6. Limitations and Trade-offs¶

Assumptions in clustering and pruning:
Quality pruning relies on scores predicted by fastText models trained on LLM annotations (Nemotron‑340B), which may encode annotator model biases and prompt design artifacts (Sec. 4.1; Appendix A.8). If the scoring scheme shifts, cluster retention could change.
Dependence on embedding model:
The initial grouping quality depends on the embedding model (textstella_en_400M_v5); domain‑shifted or multilingual content might be imperfectly captured without dedicated embeddings (Sec. 4.1).
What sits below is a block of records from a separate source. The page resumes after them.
PR #1326, opened 2023-06-26
client certificate revocation checking support.

cpu:
## Description

This branch builds on the webpki CRL support added in v0.101.0 to offer client certificate revocation checking with the Rustls `AllowAnyAuthenticatedClient` and `AllowAnyAnonymousOrAuthenticatedClient` implementations of the `ClientCertVerifier` trait.

This replaces https://github.com/rustls/rustls/pull/1322:

* We're no longer parsing DER -> CRLs for each client cert validation. In this iteration we parse CRLs only once, when added, holding owned representations of the parsed CRLs.
* We provide a builder-like `with_crls` fn on the verifiers to optionally provide CRLs.
* The error handling has been revisited to provide more specificity around CRL related errors, particularly when parsing CRLs.
* Test CRL generation and integration test coverage have been added.

### deps: update rustls-webpki.

This commit updates the webpki dependency of rustls to v0.101.0, the release that adds CRL support.

### verify: AllowAnyAuthenticatedClient CRLs.

This commit introduces a `crls: Vec<webpki::OwnedCertRevocationList>>` field to the `AllowAnyAuthenticatedClient` implementation of `ClientCertVerifier` in preparation of supporting revocation checking of client certs with CRLs.

Each impl gets a builder-style `with_crls` method that can be used to augment the verifier with CRLs to use for client cert revocation status checking.

The constructed cert revocation lists are provided to webpki at cert verification time to use for revocation lookup.

The `tlsserver-mio` example is updated with a `--crl` flag to the that can be used to optionally provide a series of DER encoded CRLs to use for client certificate revocation checking.

### test-ca: generate demo CRLs for client certs.
This commit updates the `build-a-pki.sh` script to generate example certificate revocation lists (CRLs) that mark each of the client certificates as revoked. These can be used by server tests to ensure CRL validation works as expected.

The process of generating CRLs using `openssl` is... well... not great...

It can't be done without using `openssl ca`, which in turn requires using an `openssl.cnf` with all the associated warts. I've done my best to create the absolute minimum configuration that can be used for our purposes.

Using `openssl ca` also requires writing some intermediate state. The script is updated to create/delete this state through the process of generating the CRLs. This should be sufficient for our needs. Blech.

### test-ca: regenerate certs, keys, crls.
Generated with:

```
cd test-ca
./build-a-pki.sh
git add .
```
### tests: integration test for revoked client certs.
This commit introduces `api.rs` integration tests that verify a server configured with client authentication (mandatory or optional), and a CRL that specifies a client cert as revoked, will correctly return a revoked error for that client cert.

Compute requirements for search:
Even with predictors, CLIMB’s default search uses 112 proxy runs (64/32/16). While cheaper than exhaustive sweeps, it is still nontrivial, especially if proxies are large or long‑trained (Sec. 4.1; Table 3).
Task‑objective coupling:
The mixture is optimized for specific validation tasks (PIQA, ARC_E, HellaSwag). Although transfer appears robust (Table 1), extreme domain shifts (e.g., code generation, multilingual tasks) may need re-optimization (Sec. 5.1).
Static clusters during search:
Clusters are fixed after preprocessing; there is no online reclustering as the search progresses. Mis-clustered or heterogeneous groups cannot be split adaptively mid‑search (Sec. 3.1–3.2).
Scaling law deviations:
The base models are pre-trained on 10T tokens, acknowledged as over-training relative to standard scaling-law guidance (Appendix A.1.3). This helps standardize the starting point but complicates cross‑paper efficiency comparisons.
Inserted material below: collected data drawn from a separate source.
PR #1328, opened 2023-06-28
Moved to a working host

xuganyu96:
Both `simpleclient` and `limitedclient` have been moved to communicate with `www.rust-lang.org` instead of `google.com` due to Google's HTTP server not implementing `close_notify` properly

### DIFF
--- a/examples/src/bin/limitedclient.rs
+++ b/examples/src/bin/limitedclient.rs
@@ -31,14 +31,14 @@ fn main() {
         .with_root_certificates(root_store)
         .with_no_client_auth();
 
-    let server_name = "google.com".try_into().unwrap();
+    let server_name = "www.rust-lang.org".try_into().unwrap();
     let mut conn = rustls::ClientConnection::new(Arc::new(config), server_name).unwrap();
-    let mut sock = TcpStream::connect("google.com:443").unwrap();
+    let mut sock = TcpStream::connect("www.rust-lang.org:443").unwrap();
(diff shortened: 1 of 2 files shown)


djc (approved):
Thanks!

cpu:
The changes to `simpleclient.rs` and `limitedclient.rs` seem fine, but I see that `simple_0rtt_client.rs` is also broken in its own unique way. It would be nice to fix all of the examples at once so we could add CI coverage.

The 0rtt demo is using `mesalink.io` as the target domain and that resolves NXDOMAIN presently, breaking the example. The MesaLock Linux homepage seems to be some kind of cryptocurrency nonsense now so I guess the original project is dead?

Transparency of per‑candidate proxy training budget:
While iteration counts are clear, the exact per-candidate proxy training tokens/steps are not detailed in the main text, which would help readers estimate practical compute (Sec. 4.1 describes counts and predictor training, not the proxy token budget).
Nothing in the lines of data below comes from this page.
PR #1330, opened 2023-06-29
simple_0rtt_client: fix it and clarify what it is demonstrating

ctz:
- mesalink.io doesn't exist now.  My website has cloudflare in front of it with 0-RTT enabled.
- add printed output showing what is happening, rather than two walls of raw HTTP responses.

The expected output is now:

```
* Sending first request:
  * Normal request sent
  * Server response: "HTTP/1.1 200 OK\r\n"
* Sending second request:
  * 0-RTT request sent
  * 0-RTT data accepted
  * Server response: "HTTP/1.1 200 OK\r\n"
```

7. Implications and Future Directions¶

Field impact:
CLIMB demonstrates that automated, iterative mixture optimization can outperform manual/heuristic curation even at web scale and without domain labels. This reframes data curation as an active learning/search problem with measurable gains (Sec. 5; Tables 1–2; Fig. 1).
Practical applications:
Building domain-specialist pre-training runs (e.g., STEM, humanities, social sciences) with evidence of >5% gains vs. random sampling in the target domain (Sec. 5.2; Fig. 5).
Efficient continual pre-training for organizations with fixed token budgets: use proxies + predictors to pick the best mixture before committing large training runs.
Deploying released corpora: ClimbLab enables community research on mixture search; ClimbMix offers a strong 400B-token starting point (Sec. 7; Fig. 6 shows its final weights).
Follow-up research:
Adaptive reclustering and mixture evolution: allow clusters to split/merge during search based on learned importance (extending Sec. 3.1–3.2).
Multi-objective mixture search: jointly optimize for, say, general reasoning and safety/harmlessness, or for multilingual + code, by extending Eq. (2) to vector-valued targets.
Causal and interaction-aware predictors: model cross-cluster synergies beyond additive features; explore GPs or neural surrogates with uncertainty to guide exploration.
Lower-cost proxies and early-stopping curricula: formalize when a small proxy or a few-billion-token “mini-run” suffices, leveraging the strong 0.94 rank correlation (Fig. 9).
Label-efficient quality pruning: replace LLM scoring with self-supervised or contrastive signals to reduce reliance on expensive annotations (Sec. 4.1).

Bottom line: CLIMB turns pre-training data selection into a principled, iterative search over discovered semantic clusters, delivering consistent gains over strong baselines and producing openly released corpora that scale well. Its main trade-off is the added orchestration and proxy training compute, which future work can further reduce with adaptive clustering and uncertainty-aware predictors.